RECORD SET below:

PR #666, opened 2024-09-20
Set LU matrices to zero when jacobian is a zero element

### LINKED ISSUE #625: Some data in the State variable may be corrupt

K20shores:
Better version of #663

Closes #625 

See the issue for more detail, but this fixes a bug where the L or U matrix would sometimes not be set to the value in the jacobian matrix, leading to a drifting value of the LU matrices. This would lead to incorrect results and eventually the solver would stop converging. We noticed this in the performance repository and learned that we couldn't reuse the state matrix.

We started setting the LU matrices to zero back in #410, but later removed in #594 when we thought it was just an issue around a vectorized normalized error function. It wasn't.

### DIFF
--- a/include/micm/util/vector_matrix.hpp
+++ b/include/micm/util/vector_matrix.hpp
@@ -228,7 +228,7 @@ namespace micm
       return L;
     }
 
-    void print() const {
+    void Print() const {
       for (std::size_t i = 0; i < x_dim_; ++i)
       {
         for (std::size_t j = 0; j < y_dim_; ++j)
--- a/include/micm/util/vector_matrix.hpp
+++ b/include/micm/util/vector_matrix.hpp
@@ -228,6 +228,17 @@ namespace micm
       return L;
     }
 
+    void print() const {
+      for (std::size_t i = 0; i < x_dim_; ++i)
+      {
+        for (std::size_t j = 0; j < y_dim_; ++j)
+        {
+          std::cout << (*this)[i][j] << " ";
+        }
+        std::cout << std::endl;
+      }
+    }
+
     /// @brief Set every matrix element to a given value
     /// @param val Value to set each element to
     void Fill(T val)
--- a/src/solver/lu_decomposition.cu
+++ b/src/solver/lu_decomposition.cu
@@ -56,23 +56,21 @@ namespace micm
           auto inLU = d_niLU[i];
           for (size_t iU = 0; iU < inLU.second; ++iU)
           {
+            size_t U_idx = d_uik_nkj[uik_nkj_offset].first + tid;
             if (d_do_aik[do_aik_offset++])
             {
-              size_t U_idx = d_uik_nkj[uik_nkj_offset].first + tid;
               size_t A_idx = d_aik[aik_offset++] + tid;
               d_U[U_idx] = d_A[A_idx];
             }
             else {
-              size_t U_idx = d_uik_nkj[uik_nkj_offset].first + tid;
               d_U[U_idx] = 0;
             }
 
             for (size_t ikj = 0; ikj < d_uik_nkj[uik_nkj_offset].second; ++ikj)
             {
-              size_t U_idx_1 = d_uik_nkj[uik_nkj_offset].first + tid;
               size_t L_idx = d_lij_ujk[lij_ujk_offset].first + tid;
               size_t U_idx_2 = d_lij_ujk[lij_ujk_offset].second + tid;
-              d_U[U_idx_1] -= d_L[L_idx] * d_U[U_idx_2];
+              d_U[U_idx] -= d_L[L_idx] * d_U[U_idx_2];
               ++lij_ujk_offset;
             }
             ++uik_nkj_offset;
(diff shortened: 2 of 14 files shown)


test/unit/solver/test_linear_solver_policy.hpp
```diff
@@ -204,6 +204,64 @@ void testRandomMatrix(std::size_t number_of_blocks)
       A, b, x, [&](const FloatingPointType a, const FloatingPointType b) -> void { EXPECT_NEAR(a, b, 1.0e-5); });
```
sjsprecious, line 204: can we use a smaller tolerance here now?

test/unit/solver/test_linear_solver_policy.hpp
sjsprecious, line 1: Also can we initialize the LU matrix with 0 rather than 1.e-30 now?

sjsprecious (commented):
@K20shores Thanks for fixing this bug. It will make me sleep much better for the weekend.

Just a few minor comments but otherwise the PR looks good to me. Great job!

src/solver/lu_decomposition.cu
```diff
@@ -62,6 +62,10 @@ namespace micm
               size_t A_idx = d_aik[aik_offset++] + tid;
               d_U[U_idx] = d_A[A_idx];
             }
+            else {
+              size_t U_idx = d_uik_nkj[uik_nkj_offset].first + tid;
```
boulderdaze, line 66: `Line 61` has the same definition. Maybe we could define it outside if conditional?

K20shores: I was noticing that too. There's a lot of redefinition in these and I was wondering if now would be a good time to remove those

boulderdaze: Yeah I think we can address them in this PR.

boulderdaze (changes requested):
Looks good! I only have a minor change request. I think the test this PR brings in are very valuable.

test/unit/solver/test_linear_solver_policy.hpp
K20shores: yes

include/micm/util/vector_matrix.hpp
```diff
@@ -228,6 +228,17 @@ namespace micm
...
+      for (std::size_t i = 0; i < x_dim_; ++i)
+      {
+        for (std::size_t j = 0; j < y_dim_; ++j)
+        {
+          std::cout << (*this)[i][j] << " ";
+        }
+        std::cout << std::endl;
+      }
+    }
+
```
boulderdaze, line 241: Doesn't look like it is used anywhere, could you confirm it? Since we don't execute clang tidy automatically, could you name the function in CamelCase?

sjsprecious (approved):

src/solver/lu_decomposition.cu
```diff
@@ -85,6 +87,11 @@ namespace micm
               size_t A_idx = d_aki[aki_offset++] + tid;
               d_L[L_idx] = d_A[A_idx];
             }
+            else {
+              size_t L_idx = d_lki_nkj[lki_nkj_offset].first + tid;
+              d_L[L_idx] = 0;
```
boulderdaze, line 92: The same line is found in `line 86`. I think we can define it outside the conditional

src/solver/lu_decomposition.cu
```diff
@@ -85,6 +87,11 @@ namespace micm
...
+            }
+
             for (size_t ikj = 0; ikj < d_lki_nkj[lki_nkj_offset].second; ++ikj)
             {
               size_t L_idx_1 = d_lki_nkj[lki_nkj_offset].first + tid;
```
boulderdaze, line 97: I think this line can be deleted as well

include/micm/util/vector_matrix.hpp
K20shores: It was useful when I was debugging. I'd like to keep it

src/solver/lu_decomposition.cu
K20shores: fixed

boulderdaze: oh I was suggesting for line `94-101`
```C++
  for (size_t ikj = 0; ikj < d_lki_nkj[lki_nkj_offset].second; ++ikj)
  {
    size_t L_idx_1 = d_lki_nkj[lki_nkj_offset].first + tid;   // Delete this 
    ...
    d_L[L_idx] -= d_L[L_idx_2] * d_U[U_idx];    // Update d_L[L_idx_1] to d_L[L_idx] 
    ++lkj_uji_offset;
  }
```

include/micm/util/vector_matrix.hpp
boulderdaze: Yeah that's fine with me. Would you be able to make it in CamelCase though for the consistency in our code base?

boulderdaze (approved):
Thank you for addressing the comments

End of RECORD SET.

» YOUR ASSIGNMENT: Copy out each line of the entries where the word "conditional" is found.

» SOLUTION TO THIS PROBLEM:
boulderdaze, line 66: `Line 61` has the same definition. Maybe we could define it outside if conditional?
boulderdaze, line 92: The same line is found in `line 86`. I think we can define it outside the conditional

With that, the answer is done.